Reproduce the listing in full. Keep every character unchanged.

>>

Issue #12301, opened 2023-07-02
[🐛 Bug]: Selenium Manager and.NET


titusfortner:
### What happened?

Unlike other languages, .NET is doing the first part of the location outside of the "driver finder." So the Driver verification class is not distinguishing between the default behavior and what a user might be passing in.

If the user is passing in something incorrect, we need to raise an exception for that, rather than try to remediate it the way we would if the default isn't working.

Also, unlike other languages .NET has you specify the directory the driver is in, not the full path to the file itself. We may want to be more accommodating of this possibility by checking if it is a full path or if it is the directory.

### How can we reproduce the issue?

```shell
var service = ChromeDriverService.CreateDefaultService();
service.DriverServicePath = "definitely/not/a/driver/path.exe";

driver = new ChromeDriver(service);
```

### Relevant log output

oh .NET and logging...

### Operating System

any

### Selenium version

trunk

### What are the browser(s) and version(s) where you see this issue?

any

### What are the browser driver(s) and version(s) where you see this issue?

any

### Are you using Selenium Grid?

no

NCLnclNCL:
use this will working   ChromeDriverService service = ChromeDriverService.CreateDefaultService(@"D:\chromedriver new", "chromedriver.exe");

titusfortner:
Yes, but right now if the driver doesn't exist in that directory, Selenium will ignore it and use the Manager to download a new one, when it should error instead.

NCLnclNCL:
> Yes, but right now if the driver doesn't exist in that directory, Selenium will ignore it and use the Manager to download a new one, when it should error instead.

Yes it is bad

titusfortner:
Fixed with referenced PRs

PR #12344, opened 2023-07-12
[dotnet] Use Selenium Manager to locate drivers on PATH

titusfortner:
### Dependencies
~Don't evaluate this PR until the following have been merged:~
~* #12342~
~* #12343~
~* Also I think this breaks Appium so I need to redo it without changing all the method parameters.~

### Description
* Driver Finder is only used in Default service constructor
* Removed DriverFinder usage in Driver constructor; it only needs to happen when a default Service class is created because that is the only place a user does not have to specify it, and we do not want to remediate.
* No longer need special Safari Technology Preview handling in Service; SM handles it based on Options
* I made the driver url parameter optional because we no longer use it, and deleted those constants
* Allows user to pass full path to driver in the Service class constructor to match other bindings; should reduce the number of backwards compatibility issues (see #12301)

### Motivation and Context
* Implements #11356 for .NET

### Considerations

This is not backwards compatible from the standpoint that if a user started the service with a random path and it wasn't valid, the code would ignore it and look on PATH or use Selenium Manager. This was a bug (#12301)

### DIFF
--- a/dotnet/src/webdriver/Chrome/ChromeDriverService.cs
+++ b/dotnet/src/webdriver/Chrome/ChromeDriverService.cs
@@ -67,6 +67,11 @@ namespace OpenQA.Selenium.Chrome
         /// <returns>A ChromeDriverService using a random port.</returns>
         public static ChromeDriverService CreateDefaultService(string driverPath)
         {
+            if (Path.GetFileName(driverPath).Contains(DefaultChromeDriverServiceExecutableName))
+            {
+                driverPath = Path.GetDirectoryName(driverPath);
+            }
+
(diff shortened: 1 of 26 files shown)


diemol:
Do we need to fix the Firefox tests before merging this? Seems Chrome usually passes after a retry.

titusfortner:
The issue is on trunk as well. Somehow we're losing the geckodriver connection and I don't know why. It passes locally, and usually passes on retry.

diemol:
Yes, I was running them locally and they all pass. Strange.

diemol (approved):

<<

■ Solution for this exercise ■
Issue #12301, opened 2023-07-02
[🐛 Bug]: Selenium Manager and.NET


titusfortner:
### What happened?

Unlike other languages, .NET is doing the first part of the location outside of the "driver finder." So the Driver verification class is not distinguishing between the default behavior and what a user might be passing in.

If the user is passing in something incorrect, we need to raise an exception for that, rather than try to remediate it the way we would if the default isn't working.

Also, unlike other languages .NET has you specify the directory the driver is in, not the full path to the file itself. We may want to be more accommodating of this possibility by checking if it is a full path or if it is the directory.

### How can we reproduce the issue?

```shell
var service = ChromeDriverService.CreateDefaultService();
service.DriverServicePath = "definitely/not/a/driver/path.exe";

driver = new ChromeDriver(service);
```

### Relevant log output

oh .NET and logging...

### Operating System

any

### Selenium version

trunk

### What are the browser(s) and version(s) where you see this issue?

any

### What are the browser driver(s) and version(s) where you see this issue?

any

### Are you using Selenium Grid?

no

NCLnclNCL:
use this will working   ChromeDriverService service = ChromeDriverService.CreateDefaultService(@"D:\chromedriver new", "chromedriver.exe");

titusfortner:
Yes, but right now if the driver doesn't exist in that directory, Selenium will ignore it and use the Manager to download a new one, when it should error instead.

NCLnclNCL:
> Yes, but right now if the driver doesn't exist in that directory, Selenium will ignore it and use the Manager to download a new one, when it should error instead.

Yes it is bad

titusfortner:
Fixed with referenced PRs

PR #12344, opened 2023-07-12
[dotnet] Use Selenium Manager to locate drivers on PATH

titusfortner:
### Dependencies
~Don't evaluate this PR until the following have been merged:~
~* #12342~
~* #12343~
~* Also I think this breaks Appium so I need to redo it without changing all the method parameters.~

### Description
* Driver Finder is only used in Default service constructor
* Removed DriverFinder usage in Driver constructor; it only needs to happen when a default Service class is created because that is the only place a user does not have to specify it, and we do not want to remediate.
* No longer need special Safari Technology Preview handling in Service; SM handles it based on Options
* I made the driver url parameter optional because we no longer use it, and deleted those constants
* Allows user to pass full path to driver in the Service class constructor to match other bindings; should reduce the number of backwards compatibility issues (see #12301)

### Motivation and Context
* Implements #11356 for .NET

### Considerations

This is not backwards compatible from the standpoint that if a user started the service with a random path and it wasn't valid, the code would ignore it and look on PATH or use Selenium Manager. This was a bug (#12301)

### DIFF
--- a/dotnet/src/webdriver/Chrome/ChromeDriverService.cs
+++ b/dotnet/src/webdriver/Chrome/ChromeDriverService.cs
@@ -67,6 +67,11 @@ namespace OpenQA.Selenium.Chrome
         /// <returns>A ChromeDriverService using a random port.</returns>
         public static ChromeDriverService CreateDefaultService(string driverPath)
         {
+            if (Path.GetFileName(driverPath).Contains(DefaultChromeDriverServiceExecutableName))
+            {
+                driverPath = Path.GetDirectoryName(driverPath);
+            }
+
(diff shortened: 1 of 26 files shown)


diemol:
Do we need to fix the Firefox tests before merging this? Seems Chrome usually passes after a retry.

titusfortner:
The issue is on trunk as well. Somehow we're losing the geckodriver connection and I don't know why. It passes locally, and usually passes on retry.

diemol:
Yes, I was running them locally and they all pass. Strange.

diemol (approved):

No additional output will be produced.